**Activity:**
Find how many lines below hold "emit", then state that number by itself.

**Input:**
PR #11251, opened 2019-06-30
Ask for confirmation when buying quests

### LINKED ISSUE #11244: purchasing quest scrolls / bundles should have confirmation popup
Quest scroll purchases don't have a confirmation step.

When you buy other gem-purchasable items such as hatching potions, you see a confirmation dialog that tells you how many gems the total purchase will be and asks you to confirm:
image

The same thing should happen when you buy quest scrolls or quest scroll bundles.

domtriola:
Fixes #11244 

When a user clicks "Buy Now" for an item with currency 'gems' or 'hourglasses', a confirmation dialog prompts the user to confirm their purchase. This should also happen for quests.

Some quests cost gold, but the default behavior is to not ask for confirmation for gold purchases. As suggested by @Alys I have made it so that quests that cost gold-purchasable quests trigger a confirmation modal as well.

### Changes
* Create `confirmPurchase` mixin method for the `buy` modals
* Add `purchaseForGold` key to `website/common/locales/en/character.json`
* Use the `confirmPurchase` method in the `buyQuestModal` to prompt user for confirmation on "Buy Now" click
* Refactor `buyModal` to also use `confirmPurchase` method

### Testing Steps

* Confirm quest buy modals trigger confirmation dialogs for:
  * Quest bundles
  * Quests that cost gold
  * Quests that cost gems
quest-confirmations

* Confirm other items trigger confirmation dialogs (with the exception of gold-purchasable items):
  * Items that cost gold (doesn't trigger dialog)
  * Items that cost gems
  * Items that cost hourglasses
item-confirmations

----
UUID: f19ed7b1-366c-4999-b77f-9bd48cc88eaf

### DIFF
--- a/website/client/components/shops/buyModal.vue
+++ b/website/client/components/shops/buyModal.vue
@@ -402,13 +402,8 @@
           return;
         }
 
-        if (this.item.currency === 'gems' &&
-          !confirm(this.$t('purchaseFor', { cost: this.item.value * this.selectedAmountToBuy }))) {
-          return;
-        }
-
-        if (this.item.currency === 'hourglasses' &&
-          !confirm(this.$t('purchaseForHourglasses', { cost: this.item.value }))) {
+        const shouldConfirmPurchase = this.item.currency === 'gems' || this.item.currency === 'hourglasses';
+        if (shouldConfirmPurchase && !this.confirmPurchase(this.item.currency, this.item.value * this.selectedAmountToBuy)) {
           return;
         }
 
--- a/website/client/components/shops/quests/buyQuestModal.vue
+++ b/website/client/components/shops/quests/buyQuestModal.vue
@@ -265,6 +265,11 @@
         this.$emit('change', $event);
       },
       buyItem () {
+        if (this.item.currency === 'gems') {
+          if (!confirm(this.$t('purchaseFor', { cost: this.item.value * this.selectedAmountToBuy }))) {
+            return;
+          }
+        }
         this.makeGenericPurchase(this.item, 'buyQuestModal', this.selectedAmountToBuy);
         this.purchased(this.item.text);
         this.hideDialog();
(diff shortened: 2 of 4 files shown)


website/client/components/shops/buyModal.vue
```diff
@@ -402,13 +402,8 @@
...
 
-        if (this.item.currency === 'gems' &&
-          !confirm(this.$t('purchaseFor', { cost: this.item.value * this.selectedAmountToBuy }))) {
-          return;
-        }
-
-        if (this.item.currency === 'hourglasses' &&
-          !confirm(this.$t('purchaseForHourglasses', { cost: this.item.value }))) {
+        const shouldConfirmPurchase = this.item.currency === 'gems' || this.item.currency === 'hourglasses';
+        if (shouldConfirmPurchase && !this.confirmPurchase(this.item.currency, this.item.value * this.selectedAmountToBuy)) {
```
domtriola, line 406: If it is desirable to ask for confirmation for gold-purchasable items as well(?) I could update this line to be:
```suggestion
        if (!this.confirmPurchase(this.item.currency, this.item.value * this.selectedAmountToBuy)) {
```

Alys: For most gold-purchasable items, I'd say that there should not be a confirmation step because it's a bit annoying and because losing small amounts of gold accidentally isn't a big issue. Avoiding the annoyance of the extra step is more important.

Gold-purchasable quest scrolls are an exception because they cost a LOT of gold (so accidental purchases can be very upsetting to users who don't know about [FCV](http://habitica.fandom.com/wiki/Fix_Character_Values)), and they are bought rarely so the annoyance of the confirmation step isn't a big factor.

domtriola: Makes sense to me. I'll leave the proposed change as-is then.

paglias:
Hi @domtriola  and thanks for the PR! Sorry for the delay here but we'll review the pr soon

paglias:
@domtriola  thanks for this PR, it worked perfectly

I'm merging the PR and awarding your contributor tier.

PR #11258, opened 2019-07-08
Performance/inbox paging 

negue:
All changes based on PR #11157 / #11226

### DIFF
--- a/website/client/components/chat/chatCard.vue
+++ b/website/client/components/chat/chatCard.vue
@@ -273,5 +273,8 @@ export default {
       return habiticaMarkdown.render(String(text));
     },
   },
+  mounted () {
+    this.$emit('item-mounted', this.msg.id);
+  },
 };
 </script>
--- a/website/client/components/chat/chatCard.vue
+++ b/website/client/components/chat/chatCard.vue
@@ -274,7 +274,7 @@ export default {
     },
   },
   mounted () {
-    this.$emit('item-mounted', this.msg.id);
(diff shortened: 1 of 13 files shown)


paglias:
Looks like there are some lint issues

website/client/components/chat/chatCard.vue
```diff
@@ -273,5 +273,8 @@ export default {
       return habiticaMarkdown.render(String(text));
     },
   },
+  mounted () {
+    this.$emit('item-mounted', this.msg.id);
```
paglias: $emit is broadcasted to all components upstream? In that case a more detailed name might help to avoid confusion like `message-component-mounted`

website/server/controllers/api-v4/inbox.js
```diff
@@ -93,4 +93,52 @@ api.conversations = {
   },
 };
 
+function mapMessage (newChat, user) {
```
paglias: can this be moved to the message model?

paglias (commented):
couple of comments but this looks good (I have not tested it)

website/client/components/chat/chatCard.vue
negue: not to all components, just to the ones that use this event inside the template

website/server/controllers/api-v4/inbox.js
negue: I tried the `schema.methods`-way but none the properties were changed, so I just moved the method to the same file but outside of the `schema.methods`

Issue #11264, opened 2019-07-13
display `null` challenge prize as 0 gems


Alys:
As described at https://github.com/HabitRPG/habitica/issues/9745 it's possible for the gem prize for a challenge to be null which results in the prize box on the challenge having a blank space where the number of gems should be, as shown in the screenshot below.

As I mentioned in [one of my comments there](https://github.com/HabitRPG/habitica/issues/9745#issuecomment-508986367) a `null` prize doesn't seem to cause any problems apart from that display glitch, so this issue is to have **the website's front-end code modified so that when the prize is `null`, the number `0` is shown in the prize box**.

![screenshot_2017-12-26_19-56-52](https://user-images.githubusercontent.com/1495809/34363766-eb37fa24-ea76-11e7-8302-40a88e5bfea3.png)

_(https://github.com/HabitRPG/habitica/issues/9745 is being left open for a fix to the back-end code and a migration to correct all the affected challenges.)_

kmacart:
I'll take the issue =)

kmacart:
I've fixed it I think! Took me hours =|

sanjayn2096:
Is this issue resolved? can I work on it?

dl1683:
Is this open?

Alys:
@kmacart has been looking into this so I'm marking it as in progress for them.

@kmacart Would you like to submit a pull request for the fix? So far it's just in a commit in your clone of the repo and it's easier for us to review and comment on it if there's a PR. :)

akmaekki:
Hi, is this issue still open? I would like to work on it.

paglias:
@akmaekki for now someone is still working on it but if we don't get an answer in a couple of weeks it'll be made available again

akmaekki:
Ok, thank you for your answer. Just one more question. Is there another
possibility to contribute? Like reviewing pull requests, or something code
related?

paglias:
@akmaekki reviewing pull requests is done by the staff usually but there are a lot of issues to work on if you want to ! Just pick any that doesn't have an `in progress` or `on hold` ticket and comment that you want to work on it

evelynstender:
Hi! Is this still open? I'd like to work on this!

paglias:
The server side change is done but missing the migration, the client side one is still missing, see https://github.com/HabitRPG/habitica/pull/11267#issuecomment-511350354

PR #11275, opened 2019-07-19
Front-end change for the null gem option.

kmacart:
Changes it to be a 0 when null in the challenge page only. Still working on the other pages.

[//]: #11264 Front-end fix for null gem prize
### Changes
[//]: # Changed lines 33 and 34 to be challenge.prize(v-if=null) {{challenge.prize = 0}}
          .details(v-once) {{$t('prize')}}

[//]: # 0fb3db86-7009-46d6-9eea-485a8f7e6734

----
UUID:

### DIFF
--- a/website/client/components/challenges/challengeDetail.vue
+++ b/website/client/components/challenges/challengeDetail.vue
@@ -30,7 +30,7 @@
           .details(v-once) {{$t('participantsTitle')}}
         .box
           .svg-icon.gem-icon(v-html="icons.gemIcon")
-          | {{challenge.prize}}
+          challenge.prize(v-if=null) {{challenge.prize = 0}}
           .details(v-once) {{$t('prize')}}
     .row.challenge-actions
       .col-12.col-md-6


website/client/components/challenges/challengeDetail.vue
```diff
@@ -30,7 +30,7 @@
           .details(v-once) {{$t('participantsTitle')}}
         .box
           .svg-icon.gem-icon(v-html="icons.gemIcon")
-          | {{challenge.prize}}
+          challenge.prize(v-if=null) {{challenge.prize = 0}}
```
paglias, line 33: Is this necessary with the other PR + migration going to make it impossible to have challenges with a prize of 0? I'd only add a new check when creating the challenge

kmacart: What do you mean? The reason I did this was because that way the currently null challenge prizes that haven't been changed would show up as 0 gem prize - do you mind elaborating a bit? Thanks heaps! =)

Kira

kmacart: What do you mean? The reason I did this was because that way the currently null challenge prizes that haven't been changed would show up as 0 gem prize - do you mind elaborating a bit? Thanks heaps! =)

Kira

paglias: Sure! The reason why I don't think this is necessary is that when the other PR will be merged we'll also run a migration to convert all existing null prize challenges to having a prize of 0. 

Also, there's a problem with this code: in vue templates there should only be view logic (for example show a 0 if challenge.prize is null) while in this case it would be modifying the value of challenge.prize. Also the syntax of the v-if is wrong because it checks if the value passed to it is converted to true or false and null is always false.

It should be used like this at the existing like 33

```
          | {{challenge.prize || 0}}
```

which means should challenge.prize or 0 if the value is absent

let me know if anything is not clear :)

paglias:
Hi @kmacart ! do you have any update on the status of this PR? thanks!

paglias:
Hi @kmacart , I'm going to close this one but if you want to work again on this just leave a comment

PR #11293, opened 2019-07-31
More sophisticated migration tracking

SabreCat:

### Changes

1. Adds a `migrations` field to the user, deprecating `migration`.
2. Changes the routine `take-this.js` migration to use the new field, as an example:
* Trims existing data to a maximum of 5 entries in date order
* Uses the existence of a `migrations.name` value of the migration's name to check if the migration has already run on that user, instead of the single value of the `migration` field
* Saves information about the migration to the `migrations` field, in the form

```
migrations: [
  {
    name: '20190801_take_this',
    processed: new Date(),
    item: 'shield_special_takeThis', // arbitrary field name & data for troubleshooting
  },
  {
    name: '20190909_fix_things',
    processed: new Date(),
    fixed: 'party._id guilds',
  },
]
```


migrations/users/take-this.js
```diff
@@ -10,33 +11,50 @@ let count = 0;
 async function updateUser (user) {
   count++;
 
-  const set = {};
-  let push;
+  let set;
+
+  let migrationsArray = sortBy(user.migrations, ['processed']);
```
paglias: is the sortBy necessary with an array now? it's already sorted with the last one added at the end

website/server/models/user/schema.js
```diff
@@ -73,7 +73,8 @@ let schema = new Schema({
   // We want to know *every* time an object updates. Mongoose uses __v to designate when an object contains arrays which
   // have been updated (http://goo.gl/gQLz41), but we want *every* update
   _v: { $type: Number, default: 0 },
-  migration: String,
+  migration: String, // deprecated
+  migrations: Array, // {name: '20190801_take_this', processed: new Date(), item: 'shield_special_takeThis'}
```
paglias: can we specify this is an array of mixed objects? or if it always follow the `{name: '20190801_take_this', processed: new Date(), item: 'shield_special_takeThis'}` structure maybe define it?

paglias (commented):
left a couple of comments but otherwise looks good

paglias:
is this something we still want?

SabreCat:
Ah yeah, might not be a bad idea! I can still clean this up if desired.

SabreCat:
OK, how's that look?

paglias (commented):
LGTM, I wonder if we could abstract a bit the pieces of code that are common to all migrations, for example in the migration runner script, to avoid having to remember to copy and paste code from an old migration.

paglias:
@SabreCat I'm leaving this to you if you want to merge it

SabreCat:
Going to close this for now--we haven't really had a need for this during the last several migrations we've run, so maybe it would complicate the schema for no noticeable benefit. We can always reopen this if it turns out we need it.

**Written answer:**
5